MESSAGE : Private memory and/or virtual address space exhausted, or data ulimit
          exceeded
DATA #1 : Soft data resource limit, PD_TYPE_RLIM_DATA_CUR, 8 bytes

Not only is the ENOMEM a critical element in this error message relating to the problem I’m describing, but the fact that it’s coming from the process db2fmp. Also critical is the fact that this server is not experiencing memory pressure or memory misconfiguration problems. If it’s coming from a different process, the issue may be different.

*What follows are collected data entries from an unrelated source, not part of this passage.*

PR #685, opened 2019-12-26
DigestAuth will raise exception if non-replayble request is passed #670

### LINKED ISSUE #670: DigestAuth should raise a clear error if the request cannot replay.

kousikmitra:
Reference to PR https://github.com/encode/httpx/pull/684

Fixes #670

`DigestAuth` will now raise `RequestBodyUnavailable` exception if a non-replayable request is passed to its `__call__` method.

Feedback will be appreciated. :)


httpx/exceptions.py
```diff
@@ -93,6 +93,12 @@ class RedirectBodyUnavailable(RedirectError):
     """
 
 
+class RequestBodyUnavailable(RedirectBodyUnavailable):
+    """
+    Got a request body, but the request body is no longer available.
+    """
```
florimondmanca: Hmm… So maybe we can simply re-purpose the `RedirectBodyUnavailable` exception above, by moving it to the `StreamError` tree… Something like:

```python
# Stream exceptions...

# ...
class RequestBodyUnavailable(StreamError):
    """
    Had to send the request again but the request body was streaming, and is
    no longer available.
    """
```

We can (should?) address this change separately, and come back to this afterwards. I'll issue a quick PR right away to see what this would look like. :-)

florimondmanca:
@kousikmitra Issued https://github.com/encode/httpx/pull/690. Feel free to have a look!

httpx/exceptions.py
kousikmitra: Yeah it looks  better. once the PR gets merged I will make the changes here.

florimondmanca: Cool! Should merge soon.

On a separate note — ideally we'd have some testing for this new behavior. Could we look at adding one along with the other `DigestAuth` tests?

florimondmanca: @kousikmitra #690 has landed in master — you can update this PR when ready. 😄

kousikmitra: @florimondmanca Merged The PR and added a test function to test the behavior. 😃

A little research led me to conclude I was seeing scenario number 12 from this technote: http://www-01.ibm.com/support/docview.wss?uid=swg21470035

That scenario is that the fenced user id has a ulimit for data.

Resolving the Issue

Finding Fenced User ID

If you do not already know what your fenced user id is, you can determine it using any of these methods:

Method 1

==> cat /db2home/db2inst1/sqllib/ctrl/.fencedID
db2fenc1

In the above, ‘/db2home/db2inst1/‘ would be replaced with the home directory of the DB2 instance owner.

Method 2

==> ps -ef | grep -i [db2]fmp
db2fenc1 10617056 65863810   0   Jan 10      -  0:00 db2fmp
 cogadmf 13631718 11599922   0   Jan 02      -  0:01 db2fmp
...

In this method, there may be many processes, and you can see that I have two DB2 instances on this server, so I get two fenced ids. The parent process id is the process id of db2sysc for the instance, so I could use that to map back which fenced id goes with which instance.

Method 3

==> db2pd -fmp
Database Member 0 -- Active -- Up 3 days 22:27:04 -- Date 2016-01-13-17.34.26.321410
FMP:
Pool Size:       11
Max Pool Size:   200 ( Automatic )
Keep FMP:        YES
Initialized:     YES
Trusted Path:    /db2home/db2inst1/sqllib/function/unfenced
Fenced User:     db2fenc1
...

This will output information about all of the fenced processes, so may be a long list – the fenced user is listed near the top.

Looking at ulimits

Once you know the fenced user, you want to login as that user or su to it. This will list the limits for the user:

$ ulimit -a
time(seconds)        unlimited
file(blocks)         unlimited
data(kbytes)         131072
stack(kbytes)        32768
memory(kbytes)       32768
coredump(blocks)     2097151
nofiles(descriptors) 2000
threads(per process) unlimited
processes(per user)  unlimited

In this case, the data limit is what is causing the problem.

Changing the ulimit

Depending on the division of responsibilities, you may only need to request that your System Administrator change the data limit for that user to unlimited. If you instead have access to root and should change it yourself, you can do this as root:

chuser data=-1 data_hard=-1 db2fenc1

After making this change, you will have to log in as the user again to see the changes. Always verify the changes took effect as expected.

If you have the DBM CFG parameter KEEP_FENCED set to YES (which is the default), you will need to stop and start the DB2 instance before the changes will take effect.

Note that all instructions here are for AIX because that is the OS where I ran into this issue.